Goal of the exercise:
Starting at the line that holds "### LINKED ISSUE #1299: CRA" and stopping at the line that holds "The live evidence", restate the records below word for word, with both of those lines included.

Collected data:
PR #1294, opened 2026-08-04
fix(core): ride out Redis restarts without per-socket tracebacks

aurangzaib048:
Context: redis-00 reset twice on 2026-08-03 (03:58 and 19:51 UTC). Dramatiq's consumers self-heal by design, but each reset also killed every open WebSocket with an `Exception in ASGI application` traceback — one per connection per reset — and every consumer thread logged a CRITICAL `Connection reset by peer` at once.

The restarts themselves are an infra matter (that host needs its Redis uptime and `dmesg` OOM history checked — twice a day retires the nightly-maintenance-window theory). This PR is the app-side half: make a broker restart a quiet, orderly event instead of a traceback storm.

**Consumer hardening.** `WorkspaceConsumer.connect` closes with **1012 (service restart)** when the channel layer raises during the group join — which the client-side reconnect (#1279) treats as an explicit retry invitation — and `disconnect` swallows `group_discard` failures: when the broker itself died, the group membership went with it, so there is nothing to clean up and nothing worth a traceback per connection.

**Client resilience.** The dramatiq and channels Redis clients gain `socket_keepalive`, a 30s `health_check_interval`, and a 5s connect timeout, so a restarted broker is noticed at the next use and reconnected quietly rather than surfacing as a mid-command reset on every thread simultaneously. The dict host form is how channels-redis already forwards client kwargs on the TLS/CA path; the resilience kwargs ride the same mechanism.

Honest limitation: a listener blocked mid-await when the broker dies still raises inside channels' own machinery — the health checks shrink that window but the consumer cannot fully intercept it.

Verification: 3 new consumer tests (join failure → 1012 close without accept; accept failure → same; disconnect with a dead broker raises nothing) alongside the 11 existing ones; the resolved config verified inside the running backend container, and a real channels broadcast plus a dramatiq enqueue exercised the new client kwargs live against dev Redis.

### DIFF
--- a/sbomify/apps/core/consumers.py
+++ b/sbomify/apps/core/consumers.py
@@ -50,9 +50,18 @@ class WorkspaceConsumer(AsyncJsonWebsocketConsumer):
             await self.close()
             return
 
-        # Join workspace group
-        await self.channel_layer.group_add(self.group_name, self.channel_name)
-        await self.accept()
+        # Join workspace group. A broker mid-restart raises here; closing
+        # with 1012 (service restart) turns that into an orderly client
+        # retry instead of an "Exception in ASGI application" traceback.
+        try:
+            await self.channel_layer.group_add(self.group_name, self.channel_name)
+            await self.accept()
+        except Exception:
+            logger.warning(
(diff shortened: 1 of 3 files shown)


vpetersson (approved):

PR #1300, opened 2026-08-04
feat(compliance): pin the Art. 13(15) retention floor on export packages

### LINKED ISSUE #1299: CRA export packages need a 10-year retention floor
`CRAExportPackage` (`compliance/models.py:410`) has `ordering` and a `db_table` and nothing else governing its lifetime. CRA Art. 13(15) requires technical documentation to be kept for at least 10 years after market placement, or the support period if longer.

Found auditing against the [OpenChain CRA Checklist PA 1.0](https://github.com/OpenChain-Project/CRA-Compliance/blob/main/CRA_Checklist_Requirement_PA%201.0.md), section 7.1.5.

## Why this matters more than it looks

The export package is not a convenience download. It is the only durable snapshot of the evidence.

The live evidence ages out by design: `prune_assessment_runs` in `plugins/retention.py` keeps the newest 10 runs per (sbom, plugin) and deletes anything else past 30 days, and PR #1275 adds the same treatment for Dependency-Track project versions. Both are correct as operational policy. The consequence is that a year from now the `AssessmentRun` rows behind a given export are gone, and the exported bundle is the record.

So the retention obligation lands entirely on `CRAExportPackage`, and right now nothing states that, enforces it, or stops a cleanup job from treating those rows like any other cache.

**7.1.5** Technical documentation retained at least 10 years after placement on the market, or for the expected product lifetime or support period if longer, with a documented retention policy, archive location and destruction schedule.

**7.1.3** and **7.1.6** want a named custodian and a retrieval SLA, which are organizational rather than code, but they assume the artifact still exists.

## Suggested shape

An explicit retention floor on `CRAExportPackage` derived from the later of ten years after creation and the product's `support_period_end`, recorded on the row rather than computed at read time so it survives a change to the product. Then the guard: any future cleanup has to respect it, and the object-storage lifecycle rules for the bundle need to match, since deleting the S3 object while keeping the row would leave a record pointing at nothing.

Worth stating in the export README too. It already explains manifest verification; a line on how long the recipient should keep the bundle costs nothing and answers the question an auditor asks.

## Acceptance

- [ ] `CRAExportPackage` records a retention floor of 10 years or `support_period_end`, whichever is later
- [ ] Deletion paths refuse to remove a package inside its retention floor
- [ ] Object-storage lifecycle for export bundles matches the row-level floor
- [ ] The export README states the retention obligation

aurangzaib048:
Closes #1299.

`CRAExportPackage` is the only durable snapshot of the compliance evidence — `prune_assessment_runs` ages the live rows out by design, so a year on, the exported bundle *is* the record. CRA Art. 13(15) requires that record kept ten years after market placement or the support period if longer, and nothing stated, enforced, or protected that.

**What changed**

- `retain_until` on the package, **pinned at creation** to the later of ten years (with leap slack, so it's never a day short of ten calendar years) and the assessment's declared `support_period_end` — recorded on the row so a later change to the product cannot silently shorten an existing package's floor.
- `CRAExportPackage.retention_floor(assessment)` computes it; the export service stamps it on every new package.
- `past_retention()` is the single gate any future cleanup may delete through. NULL floors — rows created before this field existed — never qualify and read as retained forever, the safe default for evidence. The helper's docstring also states the pairing rule: the S3 object and the row leave together or not at all.
- `is_retained` for display and guard checks.

**Known residual, stated in the model docstring:** deleting an assessment (or its product) still cascades to the packages — Django cascades bypass model-level guards. Fixing that means denormalizing the evidence out of the FK chain, which is a bigger design step than a retention field; until then, 7.1.5's organizational half (named custodian, no destructive deletes) carries that risk. The object-storage lifecycle rules for the export bucket also need to match this floor on the infra side.

Verification: 5 new tests (ten-year floor vs longer support period, pinning, retained vs sweepable, the NULL-floor legacy rule); the full compliance suite (674) passes; one additive migration; ruff and mypy clean.


vpetersson (approved):

PR #1301, opened 2026-08-04
feat(vulns): formal risk acceptance with an owner and an expiry

### LINKED ISSUE #1296: vuln triage: formal risk acceptance with owner and expiry
`TRIAGE_STATES` in `vulnerability_scanning/triage.py:40` is `not_affected`, `false_positive`, `exploitable`, `in_triage`, `resolved`. There is no way to say "we know this is exploitable, we are accepting the risk until a date, and this person owns that decision".

Today the closest move is leaving a finding in `exploitable` or `in_triage` forever, which reads as an untriaged backlog item rather than a decision someone made.

Found auditing against the [OpenChain CRA Checklist PA 1.0](https://github.com/OpenChain-Project/CRA-Compliance/blob/main/CRA_Checklist_Requirement_PA%201.0.md), section 4.3.

**4.3.3** Formal Risk Acceptance requires a documented business justification, risk owner sign-off, and a **defined expiry date**. **4.3.5** wants all four decision outcomes (Immediate Remediation, Monitored Deferral, Formal Risk Acceptance, Escalation) tracked in a register with current status, owner and resolution date. **4.3.2** wants Monitored Deferral to carry a maximum deferral window and a re-assessment trigger.

The expiry is the part that carries weight: an acceptance without one is indistinguishable from neglect, and the checklist treats a lapsed acceptance as something that must resurface.

## Suggested shape

A `risk_accepted` triage state carrying `accepted_until`, `risk_owner` and a justification, with the existing drift sweep (`vulnerability_scanning/drift.py`, already scheduled daily via `@cron("30 4 * * *")`) reopening a finding whose acceptance has lapsed. That sweep already exists to catch VEX statements going stale, so a lapsed acceptance is the same shape of problem.

Worth deciding explicitly: a risk acceptance is **not** a VEX suppression. `not_affected` says the vulnerability cannot be exploited here; `risk_accepted` says it can and we are living with it. Mapping the new state onto a VEX `not_affected` would publish a false statement to customers, so it should stay internal and out of the published VEX.

## Acceptance

- [ ] A risk-accepted state carries an owner, a justification and a mandatory expiry
- [ ] The daily drift sweep reopens findings whose acceptance has lapsed
- [ ] Risk acceptance never emits a VEX `not_affected` statement
- [ ] Accepted findings are visible as a decision rather than as untriaged backlog

aurangzaib048:
Closes #1296.

`TRIAGE_STATES` had no way to say *"this is exploitable, we are accepting the risk until a date, and this person owns that decision"*. The closest move was leaving a finding `exploitable` forever, which reads as untriaged backlog rather than a decision someone made.

## The state

`risk_accepted` carries `accepted_until`, `risk_owner` and a business justification — **all three mandatory**. An acceptance without an expiry is indistinguishable from neglect, which is precisely what checklist 4.3.3 refuses to allow, so validation rejects a missing or past expiry, a blank owner, and a missing justification. The acceptance fields are also rejected on any *other* state, so they cannot ride along meaninglessly.

## Why it is not a VEX suppression

CycloneDX has **no "accepted" analysis state**, and writing `not_affected` would publish a false claim to every consumer: an accepted risk *is* exploitable, the organisation is choosing to live with it. So the document states what is true — `exploitable` with an `analysis.response` of `will_not_fix`, which is the spec-faithful encoding — and carries the owner and expiry in `sbomify:triage:*` properties. The read path reconstructs `risk_accepted` from those properties, and `derive_vex_suppressions` never sees it, so an accepted finding stays visible and counted rather than vanishing from the numbers.

## Lapsing

The daily drift sweep gains **lapsed acceptances** beside stale statements and uncovered findings (`has_drift` covers all three). An expired acceptance resurfaces as drift rather than quietly holding. The statement itself is left exactly as the analyst wrote it — rewriting it automatically would erase who accepted what and when; an unparseable expiry surfaces too, since nothing could ever clear it. One additive migration for the two new drift columns.

## Verification

11 new tests: validation of all four required-field rules plus the wrong-state rejection; the document asserting `exploitable` + `will_not_fix` and explicitly *not* a suppressing state; `derive_vex_suppressions` returning empty for an accepted finding; round-tripping the state through the document; and a lapsed acceptance surfacing with its owner and days-lapsed while a live one does not. Full `vulnerability_scanning` suite green (341); ruff and mypy clean.

The API accepts the two new fields on both the per-component and bulk triage paths. The triage UI's control for setting them is worth a follow-up — this PR lands the state, the guarantees and the lapse detection.


vpetersson (approved):

PR #1291, opened 2026-08-03
feat(tokens): warn before access tokens expire

aurangzaib048:
Closes #1147.

A PAT lapsing surfaces as unexplained CI 401s with nothing warning anyone beforehand. Two surfaces, both driven by the existing `expires_at`:

**Bell notifications** — a new pull-based provider in `NOTIFICATION_PROVIDERS`, computed per request like every other provider (no state, session dismissal applies unchanged): the user's own tokens inside 14 days, plus the current workspace's **bot tokens** for owners/admins, since a bot has no inbox of its own. Severity turns `error` inside the final day. The notification id carries the day count, so a dismissed warning returns when the remaining time changes.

Exercise result:
### LINKED ISSUE #1299: CRA export packages need a 10-year retention floor
`CRAExportPackage` (`compliance/models.py:410`) has `ordering` and a `db_table` and nothing else governing its lifetime. CRA Art. 13(15) requires technical documentation to be kept for at least 10 years after market placement, or the support period if longer.

Found auditing against the [OpenChain CRA Checklist PA 1.0](https://github.com/OpenChain-Project/CRA-Compliance/blob/main/CRA_Checklist_Requirement_PA%201.0.md), section 7.1.5.

## Why this matters more than it looks

The export package is not a convenience download. It is the only durable snapshot of the evidence.

The live evidence ages out by design: `prune_assessment_runs` in `plugins/retention.py` keeps the newest 10 runs per (sbom, plugin) and deletes anything else past 30 days, and PR #1275 adds the same treatment for Dependency-Track project versions. Both are correct as operational policy. The consequence is that a year from now the `AssessmentRun` rows behind a given export are gone, and the exported bundle is the record.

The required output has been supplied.